▼
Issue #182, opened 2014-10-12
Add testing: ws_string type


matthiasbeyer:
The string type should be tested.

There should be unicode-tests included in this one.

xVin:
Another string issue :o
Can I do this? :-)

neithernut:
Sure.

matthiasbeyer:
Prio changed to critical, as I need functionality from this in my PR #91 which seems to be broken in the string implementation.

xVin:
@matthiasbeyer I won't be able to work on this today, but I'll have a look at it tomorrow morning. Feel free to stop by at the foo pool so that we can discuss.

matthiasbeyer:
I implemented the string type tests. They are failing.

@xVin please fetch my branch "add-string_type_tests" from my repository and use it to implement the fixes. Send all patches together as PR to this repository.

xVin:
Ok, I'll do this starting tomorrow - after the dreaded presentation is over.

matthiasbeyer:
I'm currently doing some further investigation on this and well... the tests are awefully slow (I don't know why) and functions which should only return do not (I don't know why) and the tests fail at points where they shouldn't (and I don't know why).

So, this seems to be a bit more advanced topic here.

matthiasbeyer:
▲
> **Work required**
Could you copy out all the material word for word?

> **Output of the task**
Issue #182, opened 2014-10-12
Add testing: ws_string type


matthiasbeyer:
The string type should be tested.

There should be unicode-tests included in this one.

xVin:
Another string issue :o
Can I do this? :-)

neithernut:
Sure.

matthiasbeyer:
Prio changed to critical, as I need functionality from this in my PR #91 which seems to be broken in the string implementation.

xVin:
@matthiasbeyer I won't be able to work on this today, but I'll have a look at it tomorrow morning. Feel free to stop by at the foo pool so that we can discuss.

matthiasbeyer:
I implemented the string type tests. They are failing.

@xVin please fetch my branch "add-string_type_tests" from my repository and use it to implement the fixes. Send all patches together as PR to this repository.

xVin:
Ok, I'll do this starting tomorrow - after the dreaded presentation is over.

matthiasbeyer:
I'm currently doing some further investigation on this and well... the tests are awefully slow (I don't know why) and functions which should only return do not (I don't know why) and the tests fail at points where they shouldn't (and I don't know why).

So, this seems to be a bit more advanced topic here.

matthiasbeyer:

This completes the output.